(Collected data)

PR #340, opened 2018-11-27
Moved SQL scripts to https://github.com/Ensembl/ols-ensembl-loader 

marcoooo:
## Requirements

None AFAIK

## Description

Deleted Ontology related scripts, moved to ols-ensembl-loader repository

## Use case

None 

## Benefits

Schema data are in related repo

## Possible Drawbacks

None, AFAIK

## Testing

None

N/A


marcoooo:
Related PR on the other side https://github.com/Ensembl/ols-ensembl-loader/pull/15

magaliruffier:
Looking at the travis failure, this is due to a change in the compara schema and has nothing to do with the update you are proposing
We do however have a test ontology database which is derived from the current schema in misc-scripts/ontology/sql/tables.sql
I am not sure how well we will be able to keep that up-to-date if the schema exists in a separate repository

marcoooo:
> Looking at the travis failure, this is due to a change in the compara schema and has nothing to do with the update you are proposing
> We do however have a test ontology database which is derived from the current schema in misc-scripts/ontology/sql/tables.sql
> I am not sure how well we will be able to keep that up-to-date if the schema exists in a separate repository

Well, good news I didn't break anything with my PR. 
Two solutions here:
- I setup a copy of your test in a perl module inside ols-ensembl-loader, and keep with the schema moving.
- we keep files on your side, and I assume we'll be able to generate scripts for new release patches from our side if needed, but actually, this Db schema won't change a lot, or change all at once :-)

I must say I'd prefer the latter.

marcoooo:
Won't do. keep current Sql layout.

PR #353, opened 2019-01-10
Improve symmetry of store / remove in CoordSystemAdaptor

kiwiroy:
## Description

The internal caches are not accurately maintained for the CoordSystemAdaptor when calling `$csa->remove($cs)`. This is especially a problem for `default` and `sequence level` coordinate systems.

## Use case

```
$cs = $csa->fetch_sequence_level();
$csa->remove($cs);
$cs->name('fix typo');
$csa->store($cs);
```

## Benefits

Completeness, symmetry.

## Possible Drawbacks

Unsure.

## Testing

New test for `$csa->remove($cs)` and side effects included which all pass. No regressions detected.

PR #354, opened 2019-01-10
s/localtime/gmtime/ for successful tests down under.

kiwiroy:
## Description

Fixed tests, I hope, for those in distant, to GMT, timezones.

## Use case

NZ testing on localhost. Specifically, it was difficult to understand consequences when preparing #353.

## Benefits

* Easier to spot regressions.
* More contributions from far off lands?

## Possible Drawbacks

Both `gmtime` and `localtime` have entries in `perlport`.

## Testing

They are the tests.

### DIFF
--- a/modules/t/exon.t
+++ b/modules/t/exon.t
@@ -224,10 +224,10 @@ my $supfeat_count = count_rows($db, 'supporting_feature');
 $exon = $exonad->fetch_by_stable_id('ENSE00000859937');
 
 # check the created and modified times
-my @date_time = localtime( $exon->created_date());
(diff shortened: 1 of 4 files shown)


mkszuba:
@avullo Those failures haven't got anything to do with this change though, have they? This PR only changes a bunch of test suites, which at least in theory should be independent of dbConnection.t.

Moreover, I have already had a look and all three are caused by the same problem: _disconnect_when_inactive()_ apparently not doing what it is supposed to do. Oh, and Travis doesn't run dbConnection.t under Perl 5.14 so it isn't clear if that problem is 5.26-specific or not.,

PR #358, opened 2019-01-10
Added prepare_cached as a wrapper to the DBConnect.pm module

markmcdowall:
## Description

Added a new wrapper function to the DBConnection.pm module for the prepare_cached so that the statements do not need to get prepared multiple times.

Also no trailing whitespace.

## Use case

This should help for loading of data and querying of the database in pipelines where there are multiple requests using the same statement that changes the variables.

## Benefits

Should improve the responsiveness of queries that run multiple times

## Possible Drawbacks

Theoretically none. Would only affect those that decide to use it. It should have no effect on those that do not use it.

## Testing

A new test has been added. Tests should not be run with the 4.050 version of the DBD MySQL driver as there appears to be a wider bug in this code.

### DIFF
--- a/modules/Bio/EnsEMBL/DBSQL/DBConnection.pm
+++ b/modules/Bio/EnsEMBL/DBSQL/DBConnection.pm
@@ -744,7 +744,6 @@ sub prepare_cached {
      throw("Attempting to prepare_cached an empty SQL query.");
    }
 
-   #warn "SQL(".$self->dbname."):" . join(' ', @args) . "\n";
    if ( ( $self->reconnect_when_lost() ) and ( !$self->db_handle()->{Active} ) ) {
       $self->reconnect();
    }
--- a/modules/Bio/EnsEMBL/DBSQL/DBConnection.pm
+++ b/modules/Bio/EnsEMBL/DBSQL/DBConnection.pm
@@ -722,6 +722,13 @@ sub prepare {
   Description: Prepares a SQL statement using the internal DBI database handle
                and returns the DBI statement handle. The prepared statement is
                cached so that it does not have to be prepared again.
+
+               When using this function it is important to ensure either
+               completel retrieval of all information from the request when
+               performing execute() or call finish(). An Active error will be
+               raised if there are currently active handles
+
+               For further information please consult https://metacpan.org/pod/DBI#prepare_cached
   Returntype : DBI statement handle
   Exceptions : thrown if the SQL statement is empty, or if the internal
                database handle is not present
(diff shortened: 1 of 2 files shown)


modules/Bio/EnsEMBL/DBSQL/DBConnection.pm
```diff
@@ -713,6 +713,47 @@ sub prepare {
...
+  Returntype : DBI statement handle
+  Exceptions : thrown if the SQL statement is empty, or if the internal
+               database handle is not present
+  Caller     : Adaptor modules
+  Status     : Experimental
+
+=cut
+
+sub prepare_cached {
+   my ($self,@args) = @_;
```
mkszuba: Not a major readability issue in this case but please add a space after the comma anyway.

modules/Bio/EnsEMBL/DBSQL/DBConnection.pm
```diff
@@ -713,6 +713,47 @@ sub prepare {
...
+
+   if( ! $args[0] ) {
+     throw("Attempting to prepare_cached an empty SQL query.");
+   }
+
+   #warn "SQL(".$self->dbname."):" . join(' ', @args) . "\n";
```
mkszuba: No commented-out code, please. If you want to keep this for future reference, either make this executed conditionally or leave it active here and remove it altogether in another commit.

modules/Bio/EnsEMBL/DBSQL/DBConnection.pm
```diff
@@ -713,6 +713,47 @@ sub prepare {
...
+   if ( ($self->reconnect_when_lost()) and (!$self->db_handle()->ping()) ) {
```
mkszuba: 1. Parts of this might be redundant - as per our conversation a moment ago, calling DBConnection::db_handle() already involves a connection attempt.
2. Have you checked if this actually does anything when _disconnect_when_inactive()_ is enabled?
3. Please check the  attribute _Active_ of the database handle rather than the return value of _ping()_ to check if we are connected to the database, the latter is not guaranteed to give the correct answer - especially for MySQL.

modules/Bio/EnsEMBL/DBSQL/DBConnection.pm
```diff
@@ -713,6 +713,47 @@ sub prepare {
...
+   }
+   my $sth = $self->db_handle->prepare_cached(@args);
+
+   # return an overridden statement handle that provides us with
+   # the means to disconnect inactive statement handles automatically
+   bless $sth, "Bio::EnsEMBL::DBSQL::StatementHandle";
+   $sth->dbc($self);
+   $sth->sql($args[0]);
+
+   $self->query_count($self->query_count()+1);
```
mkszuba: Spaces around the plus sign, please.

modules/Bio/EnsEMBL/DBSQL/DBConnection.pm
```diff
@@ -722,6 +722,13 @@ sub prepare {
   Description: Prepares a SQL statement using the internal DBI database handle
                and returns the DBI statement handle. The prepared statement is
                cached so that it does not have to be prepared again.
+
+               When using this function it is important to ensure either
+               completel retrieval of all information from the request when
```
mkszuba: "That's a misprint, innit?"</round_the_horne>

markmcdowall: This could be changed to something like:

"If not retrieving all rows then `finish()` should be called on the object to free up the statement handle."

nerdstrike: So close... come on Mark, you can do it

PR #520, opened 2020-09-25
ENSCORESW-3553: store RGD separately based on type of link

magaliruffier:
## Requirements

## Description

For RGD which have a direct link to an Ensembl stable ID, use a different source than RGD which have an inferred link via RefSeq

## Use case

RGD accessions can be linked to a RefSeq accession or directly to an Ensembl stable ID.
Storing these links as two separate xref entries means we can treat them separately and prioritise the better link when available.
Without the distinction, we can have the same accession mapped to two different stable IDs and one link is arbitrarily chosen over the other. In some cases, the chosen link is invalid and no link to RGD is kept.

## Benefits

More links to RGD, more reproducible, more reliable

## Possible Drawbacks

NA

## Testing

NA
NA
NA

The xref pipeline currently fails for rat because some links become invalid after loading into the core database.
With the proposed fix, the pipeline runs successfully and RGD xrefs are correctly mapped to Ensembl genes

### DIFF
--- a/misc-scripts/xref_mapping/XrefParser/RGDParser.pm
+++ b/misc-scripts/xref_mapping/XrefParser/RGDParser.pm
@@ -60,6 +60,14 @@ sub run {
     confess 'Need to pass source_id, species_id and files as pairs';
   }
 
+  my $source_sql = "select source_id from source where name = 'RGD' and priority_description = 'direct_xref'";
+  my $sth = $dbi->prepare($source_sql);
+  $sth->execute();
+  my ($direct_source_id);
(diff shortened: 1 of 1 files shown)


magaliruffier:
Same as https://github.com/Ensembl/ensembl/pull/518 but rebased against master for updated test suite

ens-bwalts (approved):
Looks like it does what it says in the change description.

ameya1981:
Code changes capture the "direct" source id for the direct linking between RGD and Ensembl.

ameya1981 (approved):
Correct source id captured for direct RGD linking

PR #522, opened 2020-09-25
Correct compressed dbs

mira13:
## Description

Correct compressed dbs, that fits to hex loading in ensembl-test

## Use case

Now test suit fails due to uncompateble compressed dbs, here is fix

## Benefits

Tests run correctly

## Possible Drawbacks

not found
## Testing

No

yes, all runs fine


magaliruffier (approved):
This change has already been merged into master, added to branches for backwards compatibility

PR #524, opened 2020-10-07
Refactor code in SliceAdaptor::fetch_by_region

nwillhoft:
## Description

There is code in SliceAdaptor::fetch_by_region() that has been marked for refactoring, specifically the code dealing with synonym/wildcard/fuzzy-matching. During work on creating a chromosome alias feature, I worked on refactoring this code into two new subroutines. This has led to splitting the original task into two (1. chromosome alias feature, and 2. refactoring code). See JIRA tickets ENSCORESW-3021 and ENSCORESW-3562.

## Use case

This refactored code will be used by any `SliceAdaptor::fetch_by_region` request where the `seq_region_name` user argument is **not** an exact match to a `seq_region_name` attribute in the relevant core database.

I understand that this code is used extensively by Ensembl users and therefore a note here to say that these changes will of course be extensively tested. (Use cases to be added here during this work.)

# [Exercise description]
The records are given above. Copy each line in them that holds "exon".

# [Written response]
--- a/modules/t/exon.t
+++ b/modules/t/exon.t
 $exon = $exonad->fetch_by_stable_id('ENSE00000859937');
-my @date_time = localtime( $exon->created_date());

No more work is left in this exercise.